What this task involves: Set the records down once more so that they match the source word for word.

Data in this exercise:

PR #761, opened 2026-06-30
feat(in-app): add dark mode support for in-app messages

BernardGatt:
https://github.com/user-attachments/assets/be6b31f6-4703-4005-97c2-9e911eefa582

## Summary
- Adds `ColorScheme` enum (`LIGHT`, `DARK`, `AUTO`) as a public API on `MessagingInAppModuleConfig`
- `AUTO` (the default) resolves the current system/app dark mode state and sends `"light"` or `"dark"` to the Gist renderer via the existing `postMessage` protocol
- Live theme changes are detected via `View.onConfigurationChanged()` and pushed to active WebViews through the `updateColorScheme` action — matching the same message format used by gist-web
- `GistModalActivity` now declares `android:configChanges="uiMode"` so modal messages survive dark mode toggles instead of being dismissed
- Color scheme flows through the Redux state store (`Initialize` action → `InAppMessagingState`) for consistency and testability
- Exposes `ModuleMessagingInApp.setColorScheme()` for runtime changes — the new value persists in the state store for the session and is pushed to any active WebViews immediately

## Usage
```kotlin
// Default: follows system dark mode automatically
MessagingInAppModuleConfig.Builder(siteId, region).build()

// Force light or dark at init
MessagingInAppModuleConfig.Builder(siteId, region)
    .setColorScheme(ColorScheme.LIGHT)
    .build()

// Change at runtime (persists for the session)
ModuleMessagingInApp.instance().setColorScheme(ColorScheme.DARK)
```

## Test plan
- [ ] Trigger an in-app message with system dark mode OFF → message renders in light mode
- [ ] Toggle system dark mode ON → newly triggered messages render in dark mode
- [ ] With `ColorScheme.LIGHT` configured → messages always render light regardless of system setting
- [ ] With `ColorScheme.DARK` configured → messages always render dark regardless of system setting
- [ ] Toggle dark mode while an in-app message is displayed → message updates live without being dismissed
- [ ] Call `setColorScheme()` at runtime → active and future messages reflect the new setting
- [ ] Existing unit tests pass

---

> [!NOTE]
> **Medium Risk**
> Touches the in-app WebView bridge and modal activity lifecycle; regressions could affect message display or theme sync, but changes are additive with defaults preserved.
> 
> **Overview**
> Adds public **`ColorScheme`** (`LIGHT`, `DARK`, `AUTO`) on **`MessagingInAppModuleConfig`** (default `AUTO`) and **`ModuleMessagingInApp.setColorScheme()`** for runtime updates. The choice is stored in Redux (`Initialize` / `SetColorScheme`) and passed into **`EngineWebConfiguration`** as resolved `"light"` / `"dark"` for the Gist WebView.
> 
> **`EngineWebView`** pushes live updates via `updateColorScheme` (`MessageEvent` with `action: updateColorScheme`), subscribes to state changes, and reacts to **`onConfigurationChanged`** when mode is `AUTO`. **`GistModalActivity`** declares **`android:configChanges="uiMode"`** so modals are not recreated on theme toggles. Unit tests assert **`colorScheme`** on web configuration.
> 
> <sup>Reviewed by [Cursor Bugbot](https://cursor.com/bugbot) for commit c0f7be20cb3a076b8c7e3c8cf511142cd8462672. Bugbot is set up for automated code reviews on this repo. Configure [here](https://www.cursor.com/dashboard/bugbot).</sup>

### DIFF
--- a/messaginginapp/src/main/java/io/customer/messaginginapp/gist/presentation/engine/EngineWebView.kt
+++ b/messaginginapp/src/main/java/io/customer/messaginginapp/gist/presentation/engine/EngineWebView.kt
@@ -141,7 +141,10 @@ internal class EngineWebView @JvmOverloads constructor(
     override fun updateColorScheme(scheme: String) {
         lastResolvedColorScheme = scheme
         val json = Gson().toJson(mapOf("action" to "updateColorScheme", "colorScheme" to scheme))
-        webView?.evaluateJavascript("window.postMessage($json, '*');", null)
+        webView?.evaluateJavascript(
+            "window.dispatchEvent(new MessageEvent('message', { data: $json }));",
+            null
+        )
     }
 
     override fun onConfigurationChanged(newConfig: Configuration) {
--- a/messaginginapp/src/main/java/io/customer/messaginginapp/gist/presentation/engine/EngineWebView.kt
+++ b/messaginginapp/src/main/java/io/customer/messaginginapp/gist/presentation/engine/EngineWebView.kt
@@ -170,8 +170,10 @@ internal class EngineWebView @JvmOverloads constructor(
             selector = { it.colorScheme }
         ) { colorScheme ->
             val resolved = colorScheme.resolve(context.resources.configuration.uiMode)
-            if (resolved != lastResolvedColorScheme) {
-                post { updateColorScheme(resolved) }
+            post {
+                if (resolved != lastResolvedColorScheme) {
+                    updateColorScheme(resolved)
+                }
             }
         }
     }
--- a/messaginginapp/src/main/java/io/customer/messaginginapp/gist/presentation/engine/EngineWebView.kt
+++ b/messaginginapp/src/main/java/io/customer/messaginginapp/gist/presentation/engine/EngineWebView.kt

Exercise response:
PR #761, opened 2026-06-30
feat(in-app): add dark mode support for in-app messages

BernardGatt:
https://github.com/user-attachments/assets/be6b31f6-4703-4005-97c2-9e911eefa582

## Summary
- Adds `ColorScheme` enum (`LIGHT`, `DARK`, `AUTO`) as a public API on `MessagingInAppModuleConfig`
- `AUTO` (the default) resolves the current system/app dark mode state and sends `"light"` or `"dark"` to the Gist renderer via the existing `postMessage` protocol
- Live theme changes are detected via `View.onConfigurationChanged()` and pushed to active WebViews through the `updateColorScheme` action — matching the same message format used by gist-web
- `GistModalActivity` now declares `android:configChanges="uiMode"` so modal messages survive dark mode toggles instead of being dismissed
- Color scheme flows through the Redux state store (`Initialize` action → `InAppMessagingState`) for consistency and testability
- Exposes `ModuleMessagingInApp.setColorScheme()` for runtime changes — the new value persists in the state store for the session and is pushed to any active WebViews immediately

## Usage
```kotlin
// Default: follows system dark mode automatically
MessagingInAppModuleConfig.Builder(siteId, region).build()

// Force light or dark at init
MessagingInAppModuleConfig.Builder(siteId, region)
    .setColorScheme(ColorScheme.LIGHT)
    .build()

// Change at runtime (persists for the session)
ModuleMessagingInApp.instance().setColorScheme(ColorScheme.DARK)
```

## Test plan
- [ ] Trigger an in-app message with system dark mode OFF → message renders in light mode
- [ ] Toggle system dark mode ON → newly triggered messages render in dark mode
- [ ] With `ColorScheme.LIGHT` configured → messages always render light regardless of system setting
- [ ] With `ColorScheme.DARK` configured → messages always render dark regardless of system setting
- [ ] Toggle dark mode while an in-app message is displayed → message updates live without being dismissed
- [ ] Call `setColorScheme()` at runtime → active and future messages reflect the new setting
- [ ] Existing unit tests pass

---

> [!NOTE]
> **Medium Risk**
> Touches the in-app WebView bridge and modal activity lifecycle; regressions could affect message display or theme sync, but changes are additive with defaults preserved.
> 
> **Overview**
> Adds public **`ColorScheme`** (`LIGHT`, `DARK`, `AUTO`) on **`MessagingInAppModuleConfig`** (default `AUTO`) and **`ModuleMessagingInApp.setColorScheme()`** for runtime updates. The choice is stored in Redux (`Initialize` / `SetColorScheme`) and passed into **`EngineWebConfiguration`** as resolved `"light"` / `"dark"` for the Gist WebView.
> 
> **`EngineWebView`** pushes live updates via `updateColorScheme` (`MessageEvent` with `action: updateColorScheme`), subscribes to state changes, and reacts to **`onConfigurationChanged`** when mode is `AUTO`. **`GistModalActivity`** declares **`android:configChanges="uiMode"`** so modals are not recreated on theme toggles. Unit tests assert **`colorScheme`** on web configuration.
> 
> <sup>Reviewed by [Cursor Bugbot](https://cursor.com/bugbot) for commit c0f7be20cb3a076b8c7e3c8cf511142cd8462672. Bugbot is set up for automated code reviews on this repo. Configure [here](https://www.cursor.com/dashboard/bugbot).</sup>

### DIFF
--- a/messaginginapp/src/main/java/io/customer/messaginginapp/gist/presentation/engine/EngineWebView.kt
+++ b/messaginginapp/src/main/java/io/customer/messaginginapp/gist/presentation/engine/EngineWebView.kt
@@ -141,7 +141,10 @@ internal class EngineWebView @JvmOverloads constructor(
     override fun updateColorScheme(scheme: String) {
         lastResolvedColorScheme = scheme
         val json = Gson().toJson(mapOf("action" to "updateColorScheme", "colorScheme" to scheme))
-        webView?.evaluateJavascript("window.postMessage($json, '*');", null)
+        webView?.evaluateJavascript(
+            "window.dispatchEvent(new MessageEvent('message', { data: $json }));",
+            null
+        )
     }
 
     override fun onConfigurationChanged(newConfig: Configuration) {
--- a/messaginginapp/src/main/java/io/customer/messaginginapp/gist/presentation/engine/EngineWebView.kt
+++ b/messaginginapp/src/main/java/io/customer/messaginginapp/gist/presentation/engine/EngineWebView.kt
@@ -170,8 +170,10 @@ internal class EngineWebView @JvmOverloads constructor(
             selector = { it.colorScheme }
         ) { colorScheme ->
             val resolved = colorScheme.resolve(context.resources.configuration.uiMode)
-            if (resolved != lastResolvedColorScheme) {
-                post { updateColorScheme(resolved) }
+            post {
+                if (resolved != lastResolvedColorScheme) {
+                    updateColorScheme(resolved)
+                }
             }
         }
     }
--- a/messaginginapp/src/main/java/io/customer/messaginginapp/gist/presentation/engine/EngineWebView.kt
+++ b/messaginginapp/src/main/java/io/customer/messaginginapp/gist/presentation/engine/EngineWebView.kt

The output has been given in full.